▸ **Dataset records**
PR #2042, opened 2024-01-16
fix: nonce too low precheck relaxed to allow a buffer

### LINKED ISSUE #2043: When Mirror-node out of sync with account `nonce`, unable to set it below the expected by the mirror node
### Description

I found a case where I was unable to send HBar or perform any actions using Metamask for a given account on `previewnet` due to the error :

```
"[Request ID: 2e952947-ffad-408b-aed9-35f3ed152001] Nonce too low. Provided nonce: 15, current nonce: 15"
```

When I tried to increase it also got error:
```
"[Request ID: 3ec591b4-9396-49f4-a03f-06c415a7cc6a] Nonce too high. Provided nonce: 16, current nonce: 15"
```

Using the SDK I found that the correct Nonce was `14`, however when setting it manually to `14` got the following error:
```
Nonce too low. Provided nonce: 14, current nonce: 15
```

Upon further research, realized that this was due to a `PRECHECK` validation and was not reaching the EVM on Hedera Services, hence I had a blocked account on previewnet.

### Steps to reproduce

This is hard to reproduce, since for an account to be out of sync with the `mirror-node` some edge cases need to happen, however this is the previewnet account where I found the issue, but since I worked on a fix, is now resolved. 😅 

0.0.1028

### Additional context

_No response_

### Hedera network

previewnet

### Version

v0.39.0

### Operating system

Other

AlfredoG87:
**Description**:
Added a configurable property called `NONCE_PRECHECK_BUFFER` defaulted to `1`, so when precheck verifies for `nonce` too low, it allows a buffer or range to be out of sync, in case there is an issue with the mirror node reported nonce and the user is setting it manually after looking it up using the sdk.

**Related issue(s)**:

Fixes #2043

**Notes for reviewer**:

**Checklist**


ebadiere (approved):
LG.

Issue #3707, opened 2025-04-17
refactor: create new eventEmitter instances in classes instead of passing the same instance


konstantinabl:
Currently, we pass around one instance of the eventEmitter in classes that need it. @acuarica suggested we shouldn't do this, but instead create a new instance in the different classes.

Discussion - > https://github.com/hiero-ledger/hiero-json-rpc-relay/pull/3646#discussion_r2039745626

PR #4081, opened 2025-07-31
refactor: improve execution event handling

### LINKED ISSUE #3706: refactor: add event types
This topic arised from the following discussion https://github.com/hiero-ledger/hiero-json-rpc-relay/pull/3646#discussion_r2039743506

**Problem**
Currently, the events we emit, are not typed, so type safety is not ensured and this may bugs and harder maintainability, since when you change an event you cannot just change the type, but need to hunt down all such events in the repo and edit them

**Solution**
Introduce a typed event API so that emit/on calls are checked by TypeScript. Two approaches are possible:

1. Use a third party package called typed-emitter, which allows to wrap an eventemitter and provide a type of the event

```typescript
interface TransactionServiceEvents {
     [constants.EVENTS.ETH_EXECUTION]: {
       method: typeof constants.ETH_SEND_RAW_TRANSACTION
       requestDetails: RequestDetails
     }
     // …other events
   }

class TransactionService {
       private eventEmitter: TypedEmitter<TransactionServiceEvents>

       constructor() {
         this.eventEmitter = new EventEmitter() as TypedEmitter<TransactionServiceEvents>
       }
}
```

### Pros

- Already used by the community (npm community) and tested
- No extra code for us to maintain

### Cons

- Extra dependency for our repo
- If the package is deprecated it would affect us

2. Use our own EventEmitter wrapper
```typescript
class TypedEmitter<E extends Record<string, any>> extends EventEmitter {
       emit<K extends keyof E>(event: K, payload: E[K]): boolean {
         return super.emit(event as string, payload)
       }
       on<K extends keyof E>(event: K, listener: (payload: E[K]) => void) {
         return super.on(event as string, listener)
       }
     }
```
### Pros

- No third-party dependencies—pure in-house code 
- Customize our behaviour

### Cons

- Maintain and write it ourselves (possibly more resources towards something existing)
- Need to keep it in sync with eventEmitter API
- Test it ourselves

natanasow:
### Description

Currently, the events we emit, are not typed, so type safety is not ensured, and this may lead to bugs and harder maintainability, since when you change an event, you cannot just change the type, but need to hunt down all such events in the repo and edit them.

### Solution
Introduce a typed event API so that emit/on calls are checked by TypeScript. Use the native event types introduced in `@types/node` >= 20.14.x.

### Related issue(s)

Fixes #3706 #3707
 
### Testing Guide

1.
2.
3.

N/A

N/A

### Checklist


packages/relay/src/lib/eth.ts
```diff
@@ -80,7 +82,7 @@ export class EthImpl implements Eth {
    * Event emitter for publishing and subscribing to events.
    * @private
    */
-  private readonly eventEmitter: EventEmitter;
+  private readonly eventEmitter: TypedEmitter<TypedEvents>;
```
quiet-node, line 85: LEt's remove unused EventEmitter import

packages/relay/src/lib/services/metricService/metricService.ts
```diff
@@ -13,6 +13,7 @@ import {
   IExecuteTransactionEventPayload,
   ITransactionRecordMetric,
   RequestDetails,
+  TypedEvents,
```
quiet-node, line 16: IEthExecutionEventPayload could be removed

packages/relay/src/lib/services/metricService/metricService.ts
```diff
@@ -108,16 +109,56 @@ export default class MetricService {
...
+          transactionId,
+          txConstructorName,
+          cost,
+          gasUsed,
+          status,
+          requestDetails,
+          originalCallerAddress,
+        });
+      },
+    );
```
quiet-node, line 159: hmmm this doesn't seem too clean with what we had before. Can we do soemthing with the addExpenseAndCaptureMetrics or captureTransactionMetrics or something so it'd be cleaner?

quiet-node (commented):
Good work left some qs and comments around.

package.json
```diff
@@ -100,7 +100,8 @@
     "pino-pretty": "^7.6.1",
     "pnpm": "^10.0.0",
     "prom-client": "^14.0.1",
-    "redis": "^4.7.0"
+    "redis": "^4.7.0",
+    "typed-emitter": "^2.1.0"
```
acuarica, line 104: It looks like this package `typed-emitter` is quite old (and probably unmaintained).

Maybe it's better to use Node's native typings. We are using an old version of `@types/node` (`17.x.x`) which doesn't include support for typed events. However, a newer version https://www.npmjs.com/package/@types/node/v/20.14.8?activeTab=code does include typed events (see `events.d.ts` for event definitions).

packages/relay/src/lib/constants.ts
```diff
@@ -224,9 +224,9 @@ export default {
   },
 
   EVENTS: {
```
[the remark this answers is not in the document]
acuarica: Yeah, ideally this should be removed and used the keys of the event map definition instead.

packages/relay/src/typedEmitter.ts
```diff
@@ -0,0 +1,17 @@
...
+ * A strongly-typed event emitter based on the native node Event Emitter
+ *
+ * @extends EventEmitter
+ * @template TypedEvents - Defines event names and payload structures.
+ */
+export class TypedEmitter extends EventEmitter<TypedEvents> {
+  constructor() {
+    super();
+  }
+}
```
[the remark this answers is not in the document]
natanasow: Fixed.

packages/relay/src/lib/types/events.ts
```diff
@@ -23,7 +23,25 @@ export interface IExecuteQueryEventPayload {
...
+  EXECUTE_QUERY: [
+    executionMode: string,
+    transactionId: string,
+    txConstructorName: string,
+    cost: number,
+    gasUsed: number,
+    status: string,
+    requestDetails: RequestDetails,
+    originalCallerAddress: string | undefined,
+  ];
```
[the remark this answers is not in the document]
natanasow: Fixed.

packages/relay/src/lib/services/ethService/transactionService/TransactionService.ts
```diff
@@ -338,10 +338,7 @@ export class TransactionService implements ITransactionService {
    * @param requestDetails The request details for logging and tracking
    */
   private emitEthExecutionEvent(requestDetails: RequestDetails): void {
-    this.eventEmitter.emit(constants.EVENTS.ETH_EXECUTION, {
-      method: constants.ETH_SEND_RAW_TRANSACTION,
-      requestDetails: requestDetails,
-    });
+    this.eventEmitter.emit(constants.EVENTS.ETH_EXECUTION, constants.ETH_SEND_RAW_TRANSACTION, requestDetails);
```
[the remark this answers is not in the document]
natanasow: Fixed.

packages/relay/src/lib/types/events.ts
```diff
@@ -23,7 +20,20 @@ export interface IExecuteQueryEventPayload {
...
+  originalCallerAddress: string;
 }
+
+export interface TypedEvents {
+  [constants.EVENTS.ETH_EXECUTION]: [IEthExecutionEventPayload];
+  [constants.EVENTS.EXECUTE_QUERY]: [IExecuteQueryEventPayload];
+  [constants.EVENTS.EXECUTE_TRANSACTION]: [IExecuteTransactionEventPayload];
+}
+
+export type CustomEventEmitter = EventEmitter<TypedEvents>;
```
quiet-node, line 39: Looks like this throw the warning below

```
Type 'EventEmitter' is not generic.ts(2315)
(alias) class EventEmitter
(alias) interface EventEmitter
(alias) namespace EventEmitter
import EventEmitter
The EventEmitter class is defined and exposed by the events module:

const EventEmitter = require('events');
All EventEmitters emit the event 'newListener' when new listeners are added and 'removeListener' when existing listeners are removed.

It supports the following option:

@since — v0.1.26
```

Strange! EventEmitter is not genetic but I saw it accepted type param in the previous version, right?

packages/relay/src/lib/relay.ts
```diff
@@ -136,7 +136,7 @@ export class Relay {
     const chainId = ConfigService.get('CHAIN_ID');
     const duration = constants.HBAR_RATE_LIMIT_DURATION;
 
-    this.eventEmitter = new EventEmitter();
+    this.eventEmitter = new EventEmitter<TypedEvents>();
```
quiet-node, line 139: This also gives

```
Expected 0 type arguments, but got 1.ts(2558)
(alias) interface TypedEvents
import TypedEvents
```

packages/relay/src/lib/types/events.ts
natanasow: Upgrading to node v22.x and running `npm ci` should resolve this issue as @acuarica suggested.

packages/relay/src/lib/relay.ts
natanasow: Same as above.

packages/relay/src/lib/constants.ts
```diff
@@ -273,4 +273,4 @@ export default {
   ETH_GET_TRANSACTION_RECEIPT: 'eth_GetTransactionReceipt',
   ETH_SEND_RAW_TRANSACTION: 'eth_sendRawTransaction',
   NON_CACHABLE_BLOCK_PARAMS: 'latest|pending|finalized|safe',
-};
+} as const;
```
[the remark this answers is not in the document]
natanasow: Fixed.

packages/relay/src/lib/clients/mirrorNodeClient.ts
```diff
@@ -187,8 +187,8 @@ export class MirrorNodeClient {
     });
 
     if (useCacheableDnsLookup) {
-      betterLookupInstall(httpAgent);
-      betterLookupInstall(httpsAgent);
+      betterLookupInstall(httpAgent as any);
+      betterLookupInstall(httpsAgent as any);
```
acuarica, line 191: why do we need these `as any`? AFAICS if we remove them there are no compilation or linter errors, right?

packages/relay/src/lib/clients/sdkClient.ts
```diff
@@ -339,13 +328,15 @@ export class SDKClient {
       return transactionResponse;
     } finally {
       if (transactionId?.length) {
-        this.eventEmitter.emit(constants.EVENTS.EXECUTE_TRANSACTION, {
+        this.eventEmitter.emit('execute_transaction', {
           transactionId,
-          requestDetails,
+          callerName,
```
acuarica, line 333: We removed `callerName` and `interactingEntity` from this metric, we should remove them in `IExecuteTransactionEventPayload` interface instead.

packages/relay/src/lib/clients/sdkClient.ts
```diff
@@ -13,28 +13,21 @@ import {
...
   Query,
   Status,
   Transaction,
-  TransactionId,
   TransactionRecord,
   TransactionRecordQuery,
   TransactionResponse,
 } from '@hashgraph/sdk';
-import { EventEmitter } from 'events';
+import EventEmitter from 'events';
```
acuarica, line 23: nit: use `{ EventEmitter }` for consistency

packages/relay/src/lib/types/events.ts
```diff
@@ -1,29 +1,9 @@
 // SPDX-License-Identifier: Apache-2.0
 
-import { RequestDetails } from './RequestDetails';
+import { IEthExecutionEventPayload, IExecuteQueryEventPayload, IExecuteTransactionEventPayload } from './sdkClient';
```
acuarica, line 3: If we had two different event types (one for the SDK Client and one for EthImp) then these event definitions can be placed there. But given we use only one event definition, `TypedEvents`, I'd inline this type definitions here.

Also because it can be confusing to declare `IEthExecutionEventPayload` in a file sdkClient but being emitted by `EthImpl` class.

packages/relay/src/lib/eth.ts
```diff
@@ -114,16 +115,15 @@ export class EthImpl implements Eth {
    * @param {MirrorNodeClient} mirrorNodeClient - Client for querying the Hedera mirror node.
    * @param {Logger} logger - Logger instance for logging system messages.
    * @param {string} chain - The chain identifier for the current blockchain environment.
-   * @param {Registry} registry - Registry instance for registering metrics.
    * @param {CacheService} cacheService - Service for managing cached data.
+   * @param eventEmitter
```
quiet-node, line 119: looks like it's a left-over

packages/relay/src/lib/types/events.ts
quiet-node: Agreed. Quite confusing seeing the new sdkClient.ts file in the types folder.

packages/relay/src/lib/clients/sdkClient.ts
```diff
@@ -89,16 +73,21 @@ export class SDKClient {
    * @param {Client} clientMain - The primary Hedera client instance used for executing transactions and queries.
    * @param {Logger} logger - The logger instance for logging information, warnings, and errors.
    * @param {EventEmitter} eventEmitter - The eventEmitter used for emitting and handling events within the class.
+   * @param hbarLimitService
```
quiet-node, line 76: Let's add some explanation for consistency

packages/relay/src/lib/clients/sdkClient.ts
```diff
@@ -89,16 +73,21 @@ export class SDKClient {
...
    */
-  constructor(clientMain: Client, logger: Logger, eventEmitter: EventEmitter, hbarLimitService: HbarLimitService) {
+  constructor(
+    clientMain: Client,
+    logger: Logger,
+    readonly eventEmitter: EventEmitter<TypedEvents>,
```
quiet-node, line 81: Why is eventEmitter moved to param property instead of explicit class property? I know this technically works the same but it seems to break consistency. If we're doing this should we also move logger and hbarLimitService to param property as well? If afraid of it being out of scope, I think we should revert and use explicit property to remain consistency.

packages/relay/src/lib/types/events.ts
quiet-node: Indeed! Thanks much guys!

packages/relay/src/lib/clients/mirrorNodeClient.ts
natanasow: Removing `as any` results in a compilation error:
```
      src/lib/clients/mirrorNodeClient.ts(190,27): error TS2345: Argument of type 'Agent' is not assignable to parameter of type 'Agent & { createConnection?: ((options: any, callback: Function) => Socket) | undefined; }'.
        Type 'Agent' is not assignable to type '{ createConnection?: ((options: any, callback: Function) => Socket) | undefined; }'.
          Types of property 'createConnection' are incompatible.
            Type '(options: ClientRequestArgs, callback?: ((err: Error | null, stream: Duplex) => void) | undefined) => Duplex' is not assignable to type '(options: any, callback: Function) => Socket'.
              Types of parameters 'callback' and 'callback' are incompatible.
                Type 'Function' is not assignable to type '(err: Error | null, stream: Duplex) => void'.
                  Type 'Function' provides no match for the signature '(err: Error | null, stream: Duplex): void'.
```

packages/relay/src/lib/clients/sdkClient.ts
natanasow: Fixed.

packages/relay/src/lib/clients/sdkClient.ts
natanasow: Added.

acuarica (commented):
Might be better if you can rebase/merge with `main` to avoid errors when we merge and for an easier review.

packages/relay/tests/lib/sdkClient.spec.ts
```diff
@@ -96,6 +97,7 @@ describe('SdkClient', async function () {
       duration,
     );
 
+    // @ts-ignore
```
acuarica, line 100: if this is needed because error is `EventEmitter` is not generic, we might need to update also server's and ws-server's `@types/node` dependency.

acuarica (approved):

packages/relay/src/lib/clients/sdkClient.ts
quiet-node: Yes agree. We should turn logger and hbarLimitService into param property as well

quiet-node (approved):
LGTM. One item about the constructor of the SDKClient but it's not a blocking issue.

▸ **Exercise**
Scan the material above for the string "assignable", returning each line that contains it.

▸ **The answer**
      src/lib/clients/mirrorNodeClient.ts(190,27): error TS2345: Argument of type 'Agent' is not assignable to parameter of type 'Agent & { createConnection?: ((options: any, callback: Function) => Socket) | undefined; }'.
        Type 'Agent' is not assignable to type '{ createConnection?: ((options: any, callback: Function) => Socket) | undefined; }'.
            Type '(options: ClientRequestArgs, callback?: ((err: Error | null, stream: Duplex) => void) | undefined) => Duplex' is not assignable to type '(options: any, callback: Function) => Socket'.
                Type 'Function' is not assignable to type '(err: Error | null, stream: Duplex) => void'.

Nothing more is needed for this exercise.